Would you please write out each entry precisely as given?
*** Given records Section Begins ***
PR #448, opened 2026-09-20
Reject operator auto on a protocol interface

### LINKED ISSUE #402: Conversion functions on an interface are neither forwarded nor rejected

philipcraig:
Closes #402.

#421 forwards conversion functions and #434 rejects conversion function templates, which left `operator auto() const;`: `members_of` does not return a function whose return type is an undeduced placeholder ([meta.reflection.member.queries]/3), so the member was dropped before any check saw it.

`protocol_interface_function_infos` now names `operator auto` and `operator decltype(auto)` directly and rejects either with the usual diagnostic:

```
conversion function with a placeholder return type 'I::operator auto() const' is not supported in a protocol interface
```

This matches `std::polymorphic`, where the equivalent contract is a virtual function and `virtual operator auto()` is ill-formed.

A function like this can only be found by naming it, so other placeholder functions declared without a body (`auto f() const;`, `operator const auto&() const;`) are still lost. `OtherPlaceholderFunctionsWithoutABodyAreLost` records that. One with a body has a deduced return type and is an ordinary member.


conformance_tests.cc
```diff
@@ -499,6 +499,99 @@ TEST(ConformsToTest, InterfaceConstructorAndStaticTemplatesAreIgnored) {
...
+      conformance_rejection_message_contains<AutoInterface, Candidate>(
+          "operator auto"));
+  static_assert(
+      conformance_rejection_message_contains<DecltypeAutoInterface, Candidate>(
+          "operator decltype(auto)"));
+#endif  // __cpp_constexpr_exceptions
+}
+
+TEST(ConformsToTest, PrivatePlaceholderConversionFunctionIsIgnored) {
+  class Interface {
```
jbcoe, line 538: Not in scope, but should we reject an interface with private or protected functions?

jbcoe (approved):
Thanks for this.

conformance_tests.cc
philipcraig: #451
*** Given records Section Ends ***
_Answer to the problem:_
PR #448, opened 2026-09-20
Reject operator auto on a protocol interface

### LINKED ISSUE #402: Conversion functions on an interface are neither forwarded nor rejected

philipcraig:
Closes #402.

#421 forwards conversion functions and #434 rejects conversion function templates, which left `operator auto() const;`: `members_of` does not return a function whose return type is an undeduced placeholder ([meta.reflection.member.queries]/3), so the member was dropped before any check saw it.

`protocol_interface_function_infos` now names `operator auto` and `operator decltype(auto)` directly and rejects either with the usual diagnostic:

```
conversion function with a placeholder return type 'I::operator auto() const' is not supported in a protocol interface
```

This matches `std::polymorphic`, where the equivalent contract is a virtual function and `virtual operator auto()` is ill-formed.

A function like this can only be found by naming it, so other placeholder functions declared without a body (`auto f() const;`, `operator const auto&() const;`) are still lost. `OtherPlaceholderFunctionsWithoutABodyAreLost` records that. One with a body has a deduced return type and is an ordinary member.


conformance_tests.cc
```diff
@@ -499,6 +499,99 @@ TEST(ConformsToTest, InterfaceConstructorAndStaticTemplatesAreIgnored) {
...
+      conformance_rejection_message_contains<AutoInterface, Candidate>(
+          "operator auto"));
+  static_assert(
+      conformance_rejection_message_contains<DecltypeAutoInterface, Candidate>(
+          "operator decltype(auto)"));
+#endif  // __cpp_constexpr_exceptions
+}
+
+TEST(ConformsToTest, PrivatePlaceholderConversionFunctionIsIgnored) {
+  class Interface {
```
jbcoe, line 538: Not in scope, but should we reject an interface with private or protected functions?

jbcoe (approved):
Thanks for this.

conformance_tests.cc
philipcraig: #451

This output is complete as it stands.